Energy Information Administration data later showed that U.S.
crude oil stocks fell more than expected last week after crude
imports dipped and refiners boosted processing rates. 
    "There's more green than we've seen the last four days,"
said John Kinsey, portfolio manager at Caldwell Securities Ltd.
"It's probably the normal reaction to four down days in a row."
    The biggest movers on the energy side included: Suncor
Energy, which climbed 2 percent to C$29.30, Cenovus
Energy, up 3 percent at C$33.20, and Enbridge Inc
, up 1.5 percent at C$40.80.
    Shares of Niko Resources Ltd surged more than 11
percent to C$13.75 after the oil and gas producer said on
Wednesday that its Ratnadewi-1 well in Indonesia is ahead of
    However, gains were pressured by Goldcorp, whose
shares plunged more than 10 percent to C$33.77 after the
influential gold miner lowered its 2012 gold production outlook
on Tuesday due to operational problems at its Red Lake mine in
Ontario and its Penasquito mine in Mexico. 
    "Obviously today is not a good day," said Kinsey. "These are
two of their best mines and they reduced production output
substantially at both of them, so that's going to hurt."
    The Goldcorp news had a negative impact on the heavily
weighted materials sub-index, which fell 1.7 percent. Barrick
Gold, the world's top gold miner, slumped 1.6 percent
to C$35.77. 
    Around 12:50 EDT (1650 GMT), the Toronto Stock Exchange's
S&P/TSX composite index was up 39.32 points, or 0.3
percent, at 11,551.54. Thin summer volume exaggerated moves and
kept markets volatile.
    U.S. Commerce Department data on Wednesday showed the U.S.
trade deficit narrowed 3.8 percent in May as a rise in exports,
including those bound for Europe and China, eased the pain of a
slowdown in the broader economy. 
    Earlier this month, a private survey showed activity at U.S.

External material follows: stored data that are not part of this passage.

PR #2700, opened 2026-09-09
Add CITI API verification as background check for training submissions

tompollard:
## Summary                                                                                                    

  - This is a pilot integration with the CITI API to retrieve training information for users.
  - When a user submits CITI training, we now query the CITI SOAP API via a background task to retrieve their completion records and member profile, storing the results in a new `CITIVerification`  model for admin review.                                                                          
  - Admins see a new "CITI API Verification" card on the training review page showing the member profile, all completions from the API, and warnings for name mismatches or unlinked emails.                   
  - A `CITIGroupMapping` model (configurable via Django admin) maps CITI group IDs to PhysioNet training types, determining which completions are relevant.

  ## Details

  - `citi_training_module.py`: Added `get_member_profile()`, `lookup_citi_completions_for_user()` (tries all verified emails), `find_matching_completion()`, `serialize_completions()`, and `verify_training_via_citi_api()`. Added request timeout (30s) and error handling. Note: `get_citiprogram_completion()` now returns a 3-tuple `(completions, member_id, member_profile)` instead of a plain list.
  - `CITIVerification` stores: lookup email, member ID, completion report ID, full API response (JSON), and any error message. Linked to `Training` via `OneToOneField`.
  - `CITIGroupMapping` includes "Data or Specimens Only Research" via data migration.
  - The background task only retrieves data for training types that have a `CITIGroupMapping` configured.
  - The user-facing training page suggests linking the CITI member profile email to speed up approval.

  ## Test plan

  - [ ] 24 tests in `user.test_citi_api` covering SOAP XML parsing, completion matching, user lookup, serialization, verification orchestration, and console template rendering
  - [ ] Submit CITI training, run `process_tasks`, verify the CITI API Verification card appears in console review
  - [ ] Verify training types without a `CITIGroupMapping` are unaffected


bemoody (changes requested):
Please add an example of the CITIVerification object in demo-user.json.

Don't try to parse the XML and then save some JSON transformed version of it in the database.  *Save the XML* so that we can audit it in the future.

tompollard:
Thanks @bemoody. 

> Please add an example of the CITIVerification object in demo-user.json.

I've added a CITIGroupMapping and CITIVerification entry to demo-user.json.

> Save the XML so that we can audit it in the future.

I replaced `completion_data` (JSONField) with `member_profile_xml` and `completions_xml` (TextFields) that store the original SOAP responses. Also did some cleaning for readability and tried to remove duplicated parsing logic.

bemoody (changes requested):
If `CITI_USERNAME`, `CITI_PASSWORD`, and `CITI_SOAP_URL` aren't set in the configuration, we shouldn't try to access the CITI API at all.

bemoody:
If I set CITI_USERNAME and CITI_PASSWORD to bogus values, `get_member_profile` doesn't raise an error.  Here's what the response looks like:
```
<?xml version="1.0" encoding="utf-8"?>
<soap:Envelope
    xmlns:soap="http://www.w3.org/2003/05/soap-envelope"
    xmlns:xsi="http://www.w3.org/2001/XMLSchema-instance"
    xmlns:xsd="http://www.w3.org/2001/XMLSchema">
  <soap:Body>
    <GetInstMemberByEmailResponse
        xmlns="https://webservices.citiprogram.org/">
      <GetInstMemberByEmailResult>
        <xs:schema
            id="NewDataSet"
            xmlns=""
            xmlns:xs="http://www.w3.org/2001/XMLSchema"
            xmlns:msdata="urn:schemas-microsoft-com:xml-msdata">
          <xs:element
              name="NewDataSet"
              msdata:IsDataSet="true"
              msdata:UseCurrentLocale="true">
            <xs:complexType>
              <xs:choice
                  minOccurs="0"
                  maxOccurs="unbounded" />
            </xs:complexType>
          </xs:element>
        </xs:schema>
        <diffgr:diffgram
            xmlns:msdata="urn:schemas-microsoft-com:xml-msdata"
            xmlns:diffgr="urn:schemas-microsoft-com:xml-diffgram-v1" />
      </GetInstMemberByEmailResult>
    </GetInstMemberByEmailResponse>
  </soap:Body>
</soap:Envelope>
```
The examples in test_citi_api.py, in contrast, include a `NewDataSet` element.  This is a bit weak, but can we check for that element as a way to check that our credentials are good?

tompollard:
@bemoody, these points are now addressed:

> If CITI_USERNAME, CITI_PASSWORD, and CITI_SOAP_URL aren't set in the configuration, we shouldn't try to access the CITI API at all.

Added a check for missing credentials.

> If I set CITI_USERNAME and CITI_PASSWORD to bogus values, get_member_profile doesn't raise an error. Here's what the response looks like. The examples in test_citi_api.py, in contrast, include a NewDataSet element. This is a bit weak, but can we check for that element as a way to check that our credentials are good?

Updated to check for the element as you suggest.

bemoody (approved):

factories declining in June, with new orders falling, including
those for exports.
    Canadian financial shares rose 0.8 percent, led by the major
lenders. Royal Bank of Canada shares edged up 0.8
percent to $C52.90, while Toronto-Dominion Bank climbed
0.7 percent to C$80.08. 
    However, Europe's crisis continues to fester, and on
Wednesday Spanish Prime Minister Mariano Rajoy announced a
swathe of new taxes and spending cuts to meet tough targets
agreed with Europe. 
    Concerns about Spain were heightened by lack of clarity from
euro zone finance ministers on implementing the measures and
questions about when Germany's Constitutional Court would give
its verdict on the new regional bailout fund, known as the
European Stability Mechanism.
    In other company news, Alimentation Couche-Tard Inc
 shares gained 3.5 percent to C$47.50 after the
Canadian convenience store operator reported a sharp increase in
earnings on Tuesday, helped by strong sales, minor acquisitions
and a robust motor fuel business.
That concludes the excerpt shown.